When a path accesses a shared resource (e.g. a data cache bank), the arbitration logic gives access to an arbitrary *leader* thread of the path. All other threads of the path then check whether they can share the resource access with the leader (e.g. same cache block). Threads that do are considered as *followers* and also participate in the access. When at least one thread of the path is neither leader nor follower, the path is split in two paths. A path containing the leader and followers advances to the next instruction. Another path containing the other threads keeps the same PC to have the instruction eventually replayed. This partial replay mechanism guarantees global forward progress, as each access serves at least the leader thread.

**PC-based commit.** Program counters are used to track the progress of threads in paths. By relying on per-thread architectural PCs, the partial instruction replay mechanism is interruptible and has no atomicity requirement. Indeed, the architectural state of each thread stays consistent at all times, as the programming model does not enforce any order between instructions of different threads. This avoids the challenges of implementing precise exceptions in traditional vector processing [17].

# 3.2 The Simty pipeline

Simty is build around a 10-stage, single-issue, in-order pipeline as shown on Figure 1. We briefly describe each stage.

**Fetch steering** selects one warp and looks up the speculative CPC of its active path in a table indexed by the warp identifier. Warp scheduling currently follows a round-robin order. The speculative CPC is then updated to the predicted address of the next instruction. Currently, the prediction logic merely increments the CPC, though any actual branch predictor may be used instead.

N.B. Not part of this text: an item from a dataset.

PR #1373, opened 2015-01-12
XD-2564 Enhance XD on YARN to use SHDP container clustering

jvalkeal:
I have done some updates to wiki in my clone: https://github.com/jvalkeal/spring-xd/wiki/Running-on-YARN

**Instruction Fetch/Predecode** fetches an instruction word from the instruction cache or dedicated memory. A first predecode stage checks which operands reference registers. The RISC-V encoding enables a straightforward predecode logic to collect all the data that scoreboarding logic needs to track register dependencies between instructions. The predecoded instruction is placed in an instruction buffer containing one entry per warp.

**Scheduler** issues instructions when their operands are ready. A qualification step selects warps whose next instruction is ready



Figure 1: Simty pipeline.

to be executed. It considers both instruction dependencies and execution resource availability: bank conflicts in the register file are proactively avoided at this stage. A selection step then picks one of the ready warps marked by the qualification step. The current scheduling policy is loose round-robin: the first ready warp starting from the round-robin warp is selected. Other policies like pseudorandom scheduling are possible to avoid systematic conflicts in memory accesses.

Register File. Operand collection logic reads instruction operands from the register file (RF) during two pipeline stages. Each SIMD lane has its own RF. Each of these RFs is further partitioned into two banks based on the warp identifier. One bank handles warps of even ID, and the other bank handles warps of odd ID, an organization referred to as "thin" allocation [21]. Each bank has a single read port and a single write port.

- For instructions that take two source register operands, registers are read serially from the same bank over two cycles. To avoid conflicts, the next instruction has to belong to a warp whose registers are in the other RF bank. This constraint is enforced by the scheduler stage.
- For instructions that take a single source register operand, both banks are available to the next instruction.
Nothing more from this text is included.